Do you have bird photos you’d like to share? Send them to our email address and we may post them.

Winter Surprises at Beaverdam Flats

Posted by Dan Arndt

There are few parks in town that I have such a love/hate relationship with more than Beaverdam Flats. While it’s great for getting good, close looks at Bald Eagles, and also seeing a huge number of them, there really tends not to be too much here that you can’t get better looks at, or see greater abundance in some of the other parts of town. Waterfowl are generally more diverse at Carburn Park, or along the Bow River in the eastern parts of Fish Creek Park. Songbirds are usually more abundant at Votier’s Flats and Bebo Grove, and the rare chances of seeing Great Horned Owls here are more regularly seen at Sikome Lake or at the Bow Valley Ranche. This time around was not too much different, but right at the end we had a couple very nice surprises that made the quiet morning a little more worthwhile.

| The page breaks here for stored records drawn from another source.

PR #442, opened 2026-06-17
fix(chains): add ingenTestnet + bscTestnet presets

zama-cremaud:
## What

Promotes two cleartext deployments to first-class `FheChain` presets in `@zama-fhe/sdk/chains`, alongside `mainnet` / `sepolia` / `hoodi`:

| Preset | Chain ID | Network |
| --- | --- | --- |
| `ingenTestnet` | `364301` | InGen Testnet |
| `bscTestnet` | `97` | BNB Smart Chain Testnet (Chapel) |

Until now these chains existed only as inline config inside `example-ingen` / `example-bnb`. This makes the SDK able to talk to them out of the box (registry address auto-resolved), at the same tier as the other presets.

**Naming convention:** network-specific chains that can grow a mainnet sibling carry the `Testnet` suffix (`bscTestnet`, `ingenTestnet`), reserving the bare name for a future mainnet preset. The Ethereum testnets `sepolia` / `hoodi` stay bare since their mainnet is just `mainnet`.

## Why

Follow-up to the SDK-211 (Ingen) / SDK-212 (BNB) wrapper-upgrade verification. Both deployments' wrappers already expose the post-mainnet `IERC7984ERC20Wrapper` interface — verified on-chain:

- `supportsInterface(0x1f1c62b2) == true`, `inferredTotalSupply()` present, legacy `totalSupply()` reverts
- A full shield → transfer → **unshield (unwrap + finalize)** cycle was run end-to-end against the current SDK on **both** chains; the emitted log topics match the canonical `UnwrapRequested(address,bytes32,bytes32)` / `UnwrapFinalized(address,bytes32,bytes32,uint64)` signatures.

The e2e runs also confirmed both deployments use the default mock cleartext signers, so **no private keys are needed in the presets**.

## Changes

- `chains/configs.ts`: add `ingenTestnet` and `bscTestnet`, register both in the `chains` map
- Re-export from `chains`, the root `index`, and the `node` entrypoint
- `DefaultRegistryAddresses`: map both registries so discovery resolves from the connected chain
- Preset enumeration tests (`relayer-utils.test.ts`)
- `configuration.md` network table + regenerated API reports and llms artifacts

## Notes

- The example apps (`example-ingen` / `example-bnb`) are **not** migrated to import these presets here — they're pinned to published SDK versions and will switch over at the next stable release once the presets ship.
- Hoodi is intentionally out of scope for this PR.

### DIFF
--- a/llms-full.txt
+++ b/llms-full.txt
@@ -1466,6 +1466,8 @@ import { sepolia, mainnet, hoodi } from "@zama-fhe/sdk/chains";
 | `bscTestnet`   | `97`       | BNB Smart Chain Testnet |
 | `hardhat`      | `31337`    | Local Hardhat node      |
 
+`anvil` is also exported as an alias for `hardhat` (both target chain ID `31337`), for Foundry users.
+
 ### 2. Pick a relayer
 
 Relayers tell the SDK how to run FHE operations on each chain.
--- a/llms-full.txt
+++ b/llms-full.txt
@@ -1457,14 +1457,14 @@ Import pre-configured chain objects from `@zama-fhe/sdk/chains`. Each chain incl
 import { sepolia, mainnet, hoodi } from "@zama-fhe/sdk/chains";
 ```
 
-| Chain        | Chain ID   | Description         |
-| ------------ | ---------- | ------------------- |
-| `mainnet`    | `1`        | Ethereum Mainnet    |
-| `sepolia`    | `11155111` | Sepolia Testnet     |
-| `hoodi`      | `560048`   | Hoodi Testnet       |
-| `ingen`      | `364301`   | T-Rex InGen Testnet |
-| `bscTestnet` | `97`       | BNB Smart Chain Testnet |
-| `hardhat`    | `31337`    | Local Hardhat node  |
+| Chain          | Chain ID   | Description             |
+| -------------- | ---------- | ----------------------- |
+| `mainnet`      | `1`        | Ethereum Mainnet        |
+| `sepolia`      | `11155111` | Sepolia Testnet         |
+| `hoodi`        | `560048`   | Hoodi Testnet           |
+| `ingenTestnet` | `364301`   | InGen Testnet           |
+| `bscTestnet`   | `97`       | BNB Smart Chain Testnet |
+| `hardhat`      | `31337`    | Local Hardhat node      |
 
 ### 2. Pick a relayer
 
--- a/llms-full.txt
+++ b/llms-full.txt
@@ -1457,12 +1457,14 @@ Import pre-configured chain objects from `@zama-fhe/sdk/chains`. Each chain incl
 import { sepolia, mainnet, hoodi } from "@zama-fhe/sdk/chains";
 ```
 
-| Chain     | Chain ID   | Description        |
-| --------- | ---------- | ------------------ |
-| `mainnet` | `1`        | Ethereum Mainnet   |
-| `sepolia` | `11155111` | Sepolia Testnet    |
-| `hoodi`   | `560048`   | Hoodi Testnet      |
-| `hardhat` | `31337`    | Local Hardhat node |
+| Chain        | Chain ID   | Description         |
+| ------------ | ---------- | ------------------- |
+| `mainnet`    | `1`        | Ethereum Mainnet    |
+| `sepolia`    | `11155111` | Sepolia Testnet     |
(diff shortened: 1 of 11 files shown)


ankurdotb:
nitpick: Ingen is ingen testnet, stick to convention

llms-full.txt
```diff
@@ -1457,12 +1457,14 @@ Import pre-configured chain objects from `@zama-fhe/sdk/chains`. Each chain incl
...
-| `sepolia` | `11155111` | Sepolia Testnet    |
-| `hoodi`   | `560048`   | Hoodi Testnet      |
-| `hardhat` | `31337`    | Local Hardhat node |
+| Chain        | Chain ID   | Description         |
+| ------------ | ---------- | ------------------- |
+| `mainnet`    | `1`        | Ethereum Mainnet    |
+| `sepolia`    | `11155111` | Sepolia Testnet     |
+| `hoodi`      | `560048`   | Hoodi Testnet       |
+| `ingen`      | `364301`   | T-Rex InGen Testnet |
+| `bscTestnet` | `97`       | BNB Smart Chain Testnet |
```
ghermet: why is it called bscTestnet?

ghermet: bsc is both the name for testnet and mainnet I suppose?

ankurdotb: They have a BSC testnet and mainnet as separate chains with chain IDs

ankurdotb (commented):
## Code review — add `ingen` + `bscTestnet` presets

Nice follow-up — graduates the two cleartext deployments into first-class presets. Reviewed the source and correctness looks solid:

- Addresses match the verified `example-bnb` / `example-ingen` configs exactly (registries `0xc0E8B73b…` / `0x7FC3D79E…`, executors, ACL, verifying contracts), `satisfies FheChain` on both, registered in the `chains` map **and** `DefaultRegistryAddresses`, re-exports consistent across the root + node entrypoints, and no private keys needed (default mock signers). Tests cover the ids, executor presence, and the `chains[]` lookups. 👍

Two things before merge:

**1. Rename `ingen` → `ingenTestnet` (change request).** Let's disambiguate testnet vs mainnet from the start, the same way `bscTestnet` does. If an InGen mainnet ever ships we'd otherwise be forced into a breaking rename of the `ingen` export — reserving the bare `ingen` for a future mainnet now avoids that. The rule we're settling on: network-specific chains that can grow a mainnet sibling carry the `Testnet` suffix (`bscTestnet`, `ingenTestnet`); the Ethereum testnets `sepolia` / `hoodi` stay bare since their mainnet is just `mainnet`. This touches the const, the three re-export lines, the `wrappers-registry` import, the preset test, `configuration.md`, and the regenerated API reports + `llms-full.txt`.

**2. CI `lint` is red.** `oxfmt --check` wants `docs/gitbook/src/guides/configuration.md` reformatted — the new rows widened the `Chain` column, so the table needs re-padding. `pnpm format` fixes it.

Minor: in `configuration.md` the description "T-Rex InGen Testnet" → "InGen Testnet" would match the `<Network> Testnet` style of the other rows (folds into the same formatting pass).

Everything else looks good to merge once those land.

llms-full.txt
ankurdotb: Right — BSC mainnet (56) and testnet (97) are separate chains, so `bscTestnet` deliberately keeps the bare `bsc` free for a future mainnet preset. Same logic should apply to `ingen` → `ingenTestnet` (flagged in the review) so we disambiguate from the start rather than rename later.

zama-cremaud:
Thanks both — addressed in `b469cbe`:

1. **`ingen` → `ingenTestnet`** (@ankurdotb's change request). Renamed the const and every reference (three re-export lines, the `wrappers-registry` import + `DefaultRegistryAddresses` key, the preset test, `configuration.md`, and the regenerated API reports + `llms-full.txt`). Same `<Network>Testnet` rationale as `bscTestnet` — reserves the bare `ingen` for a future InGen mainnet.
2. **Red `lint`** — `pnpm format` re-padded the widened `configuration.md` table; `format:check`, `oxlint`, typecheck, and the 102 preset/registry tests are all green locally.
3. **Minor** — InGen row description tightened to "InGen Testnet" to match the `<Network> Testnet` style.

Also rebased onto the latest `prerelease` merge; rebuilt + regenerated artifacts against the new base (no public-API drift from SDK-220). PR title/description updated to reflect `ingenTestnet`.

ankurdotb (approved):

Beaverdam Flats - January 17, 2016

Beaverdam Flats – January 24, 2016

While our usual route is picked so that we can have the sun at our backs for the majority of the walk, that morning was, as was typical of much of January, gloomy, overcast, and a little windy. We weren’t really expecting too much in the way of snow or bad weather though, so our luck has held fairly solid this season so far. Our first couple birds of the day aside from a few distant Bald Eagles were some Common Redpolls down along the creek, which turned out to have a Hoary Redpoll among them after I’d looked at my photos afterward!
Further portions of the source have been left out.